The Asian delicacy that kills hundreds of fishermen every year
The Gulf of Thailand is one of the richest and most biologically diverse marine environments on the planet. Hundreds of species of corals, crustaceans and fish coexist in a complex patchwork of reefs and rocky pinnacles that stretch over 320,000 square kilometres of warm tropical water. Unsurprisingly, this habitat has been a crucial resource for local people for centuries. Communities have developed and thrived all along the coast, to the point where the Thai fishing industry has swelled to become one of the largest anywhere in the world. However, away from the common catches of prawn and Pacific mackerel, there is a shadowy specialism that is claiming the lives of hundreds of Thai fishermen every year.
Sea snakes possess some of the most potent venom in the animal kingdom. These aquatic reptiles are supremely suited to life at sea, with flattened bodies and paddle-like tails perfectly adapted for gliding effortlessly through water. There are around 70 species of sea snake that spend their lives hunting for fish in the shallow reefs of the world’s tropics. Though many are benign, a single drop of their powerful neurotoxin can kill up to three people at once. Yet, every year, hundreds of fishermen risk their lives in the pursuit of this deadly catch.
For such a potentially dangerous harvest, the process is shockingly rudimentary. Small crews of anywhere between seven to 25 fishermen set out to sea at night, before using bait and torchlight to attract squid and small fish. The snakes, whether tempted by the promise of easy prey or lured by the beguiling lights above them, soon rise to the surface, where they are fished out of the water by hand. The creatures are then dumped by the hundred in plastic pools and buckets filled with seawater, before they are sorted and separated - again by hand - by buyers who stroll barefoot amongst piles of potentially lethal animals. The nonchalance with which the fishermen go about this incredibly dangerous task is nothing short of extraordinary.

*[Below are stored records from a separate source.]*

Issue #1043, opened 2017-04-20
URI query parse errors during parameter extraction throw an unhandled IllegalUriException


hgiddens:
If parsing the URI query fails during parameter extraction, the resulting `IllegalUriException` is unhandled, leading to (by default) a 500 being sent back to the client, rather than a 400 as might be expected.

For example, if we `curl -i http://localhost:8080/?a==` the following route (appropriately bound):

```scala
def route: Route =
  parameter('a) { _ =>
    complete(StatusCodes.OK)
  }
```

We see in the logs:

```text
/?a==
akka.http.scaladsl.model.IllegalUriException: Illegal query: Invalid input '=', expected part, '&' or 'EOI' (line 1, column 3): a==
  ^
```

The client receives:

```text
± curl -i 'http://localhost:8080/?a=='
HTTP/1.1 500 Internal Server Error
Server: akka-http/10.0.5
Date: Thu, 20 Apr 2017 14:58:37 GMT
Content-Type: text/plain; charset=UTF-8
Content-Length: 35

There was an internal server error.
```

PR #1044, opened 2017-04-20
Handle failure while parsing the URI in parameter extraction #1043

hgiddens:
This changes the behaviour so that rather than throwing an exception leading to an Internal Server Error, instead we reject with a `MalformedRequestContentRejection`. This is used instead of `MalformedQueryParameterRejection` as the parse failure doesn't give us information about the query parameter that led to the parse failure.

I hope the tests are sufficient, but I'm more than happy to add more if desired.

### DIFF
--- a/akka-http-tests/src/test/java/akka/http/javadsl/server/directives/ParameterDirectivesTest.java
+++ b/akka-http-tests/src/test/java/akka/http/javadsl/server/directives/ParameterDirectivesTest.java
@@ -35,7 +35,7 @@ public class ParameterDirectivesTest extends JUnitRouteTest {
     route
       .run(HttpRequest.create().withUri("/abc?stringParam=a=b"))
       .assertStatusCode(400)
-      .assertEntity("The request content was malformed:\nThe request's query string is invalid");
+      .assertEntity("The request content was malformed:\nThe request's query string is invalid: Illegal query: Invalid input '=', expected '+', query-char, 'EOI', '&' or pct-encoded (line 1, column 14): stringParam=a=b\n             ^");
   }
 
   @Test
--- a/akka-http-tests/src/test/java/akka/http/javadsl/server/directives/ParameterDirectivesTest.java
+++ b/akka-http-tests/src/test/java/akka/http/javadsl/server/directives/ParameterDirectivesTest.java
@@ -35,7 +35,7 @@ public class ParameterDirectivesTest extends JUnitRouteTest {
     route
       .run(HttpRequest.create().withUri("/abc?stringParam=a=b"))
       .assertStatusCode(400)
-      .assertEntity("The request content was malformed:\nThe request's query string is invalid: Illegal query: Invalid input '=', expected '+', query-char, 'EOI', '&' or pct-encoded (line 1, column 14): stringParam=a=b\n             ^");
+      .assertEntity("The request content was malformed:\nThe request's query string is invalid: stringParam=a=b");
   }
 
   @Test
--- a/akka-http-tests/src/test/java/akka/http/javadsl/server/directives/ParameterDirectivesTest.java
+++ b/akka-http-tests/src/test/java/akka/http/javadsl/server/directives/ParameterDirectivesTest.java
@@ -31,6 +31,11 @@ public class ParameterDirectivesTest extends JUnitRouteTest {
       .run(HttpRequest.create().withUri("/abc?stringParam=john"))
       .assertStatusCode(200)
       .assertEntity("john");
+
+    route
+      .run(HttpRequest.create().withUri("/abc?stringParam=a=b"))
+      .assertStatusCode(400)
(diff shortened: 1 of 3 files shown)


raboof:
OK TO TEST

hgiddens:
I've signed the CLA.

ktoso:
PLS BUILD

ktoso:
Refs https://github.com/akka/akka-http/issues/1043

ktoso:
CLA indeed signed, I checked. 

One more LGTM as a sanity check please @akka/akka-http-team

akka-http/src/main/scala/akka/http/scaladsl/server/directives/ParameterDirectives.scala
```diff
@@ -125,7 +125,10 @@ object ParameterDirectives extends ParameterDirectives {
       extractRequestContext flatMap { ctx ⇒
         import ctx.executionContext
         import ctx.materializer
-        handleParamResult(paramName, fsou(ctx.request.uri.query().get(paramName)))
+        Try(ctx.request.uri.query()) match {
+          case Success(query) ⇒ handleParamResult(paramName, fsou(query.get(paramName)))
+          case Failure(t)     ⇒ reject(MalformedRequestContentRejection("The request's query string is invalid", t))
```
jrudolph: Should we add the message to the string as well, at least if we know that it is a parser error, which we surface to the client at other places?

ktoso: I was thinking about the same thing, so looked at usages of the rejection and we don't really add the malformed thing in the message... Though now I realise that in other cases that would have been the entity payload, so likely too big to include in log. 

In this case though, so it's shorter at least should be... sounds good to include it :)

hgiddens: Done :)

akka-http/src/main/scala/akka/http/scaladsl/server/directives/ParameterDirectives.scala
```diff
@@ -125,7 +125,10 @@ object ParameterDirectives extends ParameterDirectives {
       extractRequestContext flatMap { ctx ⇒
         import ctx.executionContext
         import ctx.materializer
-        handleParamResult(paramName, fsou(ctx.request.uri.query().get(paramName)))
+        Try(ctx.request.uri.query()) match {
+          case Success(query) ⇒ handleParamResult(paramName, fsou(query.get(paramName)))
+          case Failure(t)     ⇒ reject(MalformedRequestContentRejection(s"The request's query string is invalid: ${t.getMessage}", t))
```
2beaucoup: "The request's query string is invalid:" looks a bit redundant.

akka-http-tests/src/test/java/akka/http/javadsl/server/directives/ParameterDirectivesTest.java
```diff
@@ -31,6 +31,11 @@ public void testStringParameterExtraction() {
       .run(HttpRequest.create().withUri("/abc?stringParam=john"))
       .assertStatusCode(200)
       .assertEntity("john");
+
+    route
+      .run(HttpRequest.create().withUri("/abc?stringParam=a=b"))
+      .assertStatusCode(400)
+      .assertEntity("The request content was malformed:\nThe request's query string is invalid: Illegal query: Invalid input '=', expected '+', query-char, 'EOI', '&' or pct-encoded (line 1, column 14): stringParam=a=b\n             ^");
```
2beaucoup: would be nice if we can combine these three phrases "The request content was malformed:\nThe request's query string is invalid: Illegal query"

also there should be a newline before `stringParam=a=b\n` so that the error marker makes sense (or just remove it?)

akka-http/src/main/scala/akka/http/scaladsl/server/directives/ParameterDirectives.scala
ktoso: Not `t.getMessage`, put `ctx.request.uri.query()` in the message.
Keep the text IMO, nicer than a raw error with no text.

ktoso: Meh, wait... mistake in my reotply

ktoso: Text should be:

`s"""The request's query string is invalid: ${x.request.uri.rawQueryString.getOrElse("")""", t`

hgiddens: Oops, that makes much more sense. Updated accordingly.

ktoso:
Good to merge @jrudolph @2beaucoup ?

jrudolph:
Thanks, @hgiddens.

Issue #1852, opened 2018-02-12
Resurrect OSGI support


jrudolph:
OSGI support regularly breaks during releasing (or even used to break the released artifacts without notice), which is the worst time for breakage. We therefore removed OSGI support while releasing 10.1.0-RC1.

If someone cares enough for OSGI support, please step up as a maintainer of Akka HTTP OSGI support. We'll need help with:

 * adding back sbt OSGI support fixing the problem that happened during the last release
 * integrate OSGI checks with the PR validation and/or nightly builds checking that
   * releasing will still work at any time
   * OSGI metadata is correct, i.e. we need executable tests that verify that the emitted metadata is correct and works in an actual OSGI setup
  * ongoing commitment to maintain the OSGI setup and help diagnose and fix OSGI release issues

oheger:
Hi, just to let you know, I have started working on this - especially on automated OSGi integration tests. I have created a repository for doing some experiments [here](https://github.com/oheger/akka-http-osgi-test).
The basic idea is to have a project that depends on akka and akka-http. The sbt build collects the (transitive) dependencies and copies them in a directory. From there they are picked up by a [PaxExam](https://ops4j1.jira.com/wiki/spaces/PAXEXAM4/overview) test and deployed in an Apache Felix OSGi container. The test then starts an HTTP server and executes a request against it.
The advantage of this approach is that not only akka-http but all its dependencies are checked for OSGi compliance (namely the akka bundles). Here I currently face some problems because the OSGi meta data for akka-streams and ssl-config-core is broken (I have created PRs for these issues).
If you agree to this approach, we can discuss how to integrate this test in the build of akka-http; I haven't yet looked into this.

ktoso:
This sounds pretty good; I skimmed the code and I assume it does the right thing... Thanks for linking to the PaxExam page, it seems like it would do the job.

Definitely submit a PR and let's try to integrate soon

ennru:
Future versions of Akka and Akka HTTP will not support OSGi.

PR #2030, opened 2018-05-23
Re-enabled OSGi support (#1852).

oheger:
The commits that removed OSGi support are reverted. The
Require-Capability header has been fixed.


lightbend-cla-validator:
Hi @oheger,

ktoso:
What about the tests you mentioned? I would not want to enable these without in the same PR introducing tests that confirm that this actually works.

oheger:
Yes, I am working on an integration of my experimental project into the akka-http build. However, I am having a hard time as I am not very experienced with sbt. The artifacts behave differently when they are referenced as a project dependency than as an external dependency. Will have to dig deeper.
Also be warned that the tests will not be successful with the current state of dependencies. The modules akka-stream and ssl-config-core have invalid OSGi meta data in their current versions. Only when newer versions are referenced with these problems fixed it will be possible to deploy the akka-http bundles with all their dependencies in an OSGi container which is required for the test.

oheger:
I have now an initial version of the integration test that works as expected. Note that the changes in build.sbt are more or less a proof of concept - there is for sure much room to improve this and make the code cleaner.

When executing the test (by running the osgiTest task in the new akka-http-osgi-tests project) it collects the required dependencies, builds OSGi bundles, and deploys them in a Felix OSGi container. Then it executes a simple test that sends a request against an HTTP server.

Because of the problems with dependencies mentioned before the test currently fails with a ClassNotFoundException. This is due to the fact that some of the bundles could not be started correctly. The (pretty verbose) log of PaxExam shows some errors from Felix about requirements that could not be resolved.

One more thing about PaxExam: The tool is great for writing OSGi integration tests and the only one with this functionality I am aware of. However, it also has its oddities. One problem you might encouter is that it uses a mechanism to resolve some internal dependencies based on the libraries used by Apache Maven. I think, as long as the Maven Central repository can be reached directly via the internet, this should not cause trouble. But if you are behind a corporate proxy, it may be necessary to have a working Maven configuration (a ~/.m2/settings.xml file) that defines the corresponding network options.

ktoso:
Very exciting! We'll dig into it shortly :)

build.sbt
```diff
@@ -185,6 +191,44 @@ lazy val httpTests = project("akka-http-tests")
...
+lazy val copyDeps = taskKey[Unit]("Copies all dependencies in a special directory")
+
+lazy val osgiTest = taskKey[Unit]("Executes OSGi integration tests")
+
+lazy val httpOsgiTests = project("akka-http-osgi-tests")
+  .settings(Dependencies.httpOsgiTests)
+  .settings(
+    fork := true,
+    copyDeps := {
+      val httpFile = (http / Compile / OsgiKeys.bundle).value
```
raboof: This is quite a bit of logic, I wonder if it'd make sense to move it to `project/OSGiTesting.scala`.

build.sbt
```diff
@@ -185,6 +191,44 @@ lazy val httpTests = project("akka-http-tests")
...
+      IO.copy(testDependencies
+        .filter(f => f.getName.contains("scalatest") || f.getName.contains("scalactic") ||
+          f.getName.contains("scala-reflect") || f.getName.contains("scala-xml") ||
+          f.getName.contains("scala-compiler"))
+        .map(f => (f, new File(depsTarget, f.getName))))
+    },
+    osgiTest in Test := Def.sequential(
+      copyDeps,
+      test in Test
+    ).value
```
raboof: I wonder if we could add `copyDeps` as a precondition of `test in Test` for the `akka-http-osgi-tests` project, that way we might not need to introduce the separate `osgiTest` task?

project/OSGi.scala
```diff
@@ -0,0 +1,90 @@
...
+package akka
+
+import com.typesafe.sbt.osgi.OsgiKeys
+import com.typesafe.sbt.osgi.SbtOsgi._
+import sbt.Keys._
+import sbt._
+
+object OSGi {
+
+  // The included osgiSettings that creates bundles also publish the jar files
```
raboof: with `The included osgiSettings` you mean the upstream defaults from the sbt-osgi plugin? But we modify it to go with the other jars? OK I guess.

build.sbt
oheger: As I said, there is certainly much room for improvement. You guys know for sure better how logic can be organized in an sbt build so that it can be easier maintained.

project/OSGi.scala
oheger: The OSGi.scala file was mainly restored to the state before support for OSGi was dropped. This comment was part of the original content. I understand it that the default settings of the OSGi plugin are adapted to generate jars with an OSGi manifest in the default location.

johanandren:
Should we merge this and do the sbt-cleanup on top?

ktoso:
> Should we merge this and do the sbt-cleanup on top?

Sounds good but with adding the testing to travis

johanandren:
I'll merge then and we can continue with that separately.

ktoso:
Ok cool, though please do follow up shortly, as we were hoping to release here very soon and this may be a potentially scary change.

PR #2034, opened 2018-05-28
[+doc] Document entity discarding in default rejection handler

jlprat:
Document that default `RejectionHandler` is not discarding the entity.
Also added release notes for version 10.1.1 that were missing (oops!)

### DIFF
--- a/docs/src/main/paradox/release-notes/10.1.x.md
+++ b/docs/src/main/paradox/release-notes/10.1.x.md
@@ -1,5 +1,66 @@
 # 10.1.x Release Notes
 
+## 10.1.2
+
+10.1.2 is the thrid release in the 10.1.x series of Akka HTTP.
+
+#### Fixes in akka-http-core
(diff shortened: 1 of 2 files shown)


docs/src/main/paradox/release-notes/10.1.x.md
```diff
@@ -1,5 +1,66 @@
...
+ * Minor correction in rejections.md ([#1924](https://github.com/akka/akka-http/issues/1924))
+ * Cache docs: more explicit imports, create cache once ([#1955](https://github.com/akka/akka-http/issues/1955))
+ * Better caching example for Java 
+
+#### Infrastructure and build fixes
+
+ * Fully remove OSGi support ([#1943](https://github.com/akka/akka-http/issues/1943))
+   * Which was already removed and discussed in 10.1.0
+    
+
```
ktoso: Thanks a lot for adding it!!! My bad for missing it I think...

PR #2048, opened 2018-06-01
docs: fix broken links of linking to Scala object

jiminhsieh:
All of Scala API links of `Route` are broken at the document.


raboof:
Looking at https://github.com/akka/akka-http/pull/1903, I wonder if linking to `@unidoc[Route$]` would work? Unfortunate that we currently don't detect this at compile time!

jiminhsieh:
> linking to @unidoc[Route$] would work?

I tried it locally. It does not work for Scala API. And `LfuCache` only has Scala version.` Route` is not in that case. It has scaladsl and javadsl.

If you'd like to fix the unidoc directive, I can close it and open an issue to record this.

raboof:
Let's keep this open for a bit: I'd prefer to fix it in the unidoc plugin, but if we fail to do so quickly we should face that fact and merge this first ;).

jiminhsieh:
> fix unidoc later

How about open an issue for records at least? Someone may help to solve the root cause.

BTW, if I don't misunderstand, this will need to fix at `project/ParadoxSupport.scala`, right?

jlprat:
OK TO TEST

jiminhsieh:
I found we might use `@unidoc[Route] @java[trait]@scala[object]` to solve this issue. It should be working. But I also found that `@scala[object]` is not working. `@scala[object]` will miss `$` too.

The examples of overview at scala version docs have the same issue. 
https://doc.akka.io/docs/akka-http/10.1.3/common/http-model.html?language=scala#overview

jiminhsieh:
The problem of this issue is that `Route` is the different type of class at scaladsl and javadsl. At scaladsl, `Route` is an object. At javadsl, `Route` is a trait.

`HttpMethods ` has the same issue at https://doc.akka.io/docs/akka-http/10.1.3/common/http-model.html?language=scala#overview. At scaladsl, `HttpMethods` is an object. At javadsl, `Route` is java final class.

Could anyone give me some suggesion? I have ideas on how to fix, but I think it's really hacky. Thanks! :)

docs/src/main/paradox/introduction.md
```diff
@@ -111,7 +111,7 @@ JSON support is possible in `akka-http` by the use of Jackson, an external artif
 for details).
 @@@
 
-The @unidoc[Route] created using the Route DSL is then "bound" to a port to start serving HTTP requests:
+The @scala[@scaladoc[Route](akka.http.scaladsl.server.Route$)]@java[@javadoc[Route](akka.http.javadsl.server.Route)] created using the Route DSL is then "bound" to a port to start serving HTTP requests:
```
ktoso: This is not correct for Scala. In Scala the `Route` we talk about here is: 
`  type Route = RequestContext ⇒ Future[RouteResult]`
as defined on: https://github.com/akka/akka-http/blob/master/akka-http/src/main/scala/akka/http/scaladsl/server/package.scala#L11

ktoso: We can link to that instead I propose, just to the source location

ktoso:
Commented about the ScalaDSL, the link should be different

for HttpMethods etc the aproach you did is good :)

docs/src/main/paradox/introduction.md
jiminhsieh: Ah, I got it. Thanks for the correction!

> We can link to that instead I propose, just to the source location

I am thinking of linking to the API document: https://doc.akka.io/api/akka-http/current/akka/http/scaladsl/server/index.html#Route=akka.http.scaladsl.server.RequestContext=%3Escala.concurrent.Future[akka.http.scaladsl.server.RouteResult]

ktoso: That sounds okey, please do and then we merge, thanks

jiminhsieh: I went through all of `@unidoc`s . I also found some other small issues. After fixing those and linking to the correct `Route`, I will push soon. :)

ktoso:
Seems good now, thanks!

Clearly, there are huge risks in this business. Accidents can and do happen. A reporter for National Geographic stated that over a two day period he spent observing the crews, he saw seven separate bites - though there were fortunately no fatalities. While effective antivenoms have been available for a number of years, they are in incredibly short supply on the remote fishing vessels. Therefore, any bites are likely to be extremely serious. With no useful modern medicine available, fishermen resort to more primitive methods. Each member of a crew carries a razor blade with them at all times, which they use to quickly pierce their flesh and extract the venom in the event of a bite. Ground rhinoceros horn and crushed garlic - neither of which have any medicinal value - are also rubbed onto a wound.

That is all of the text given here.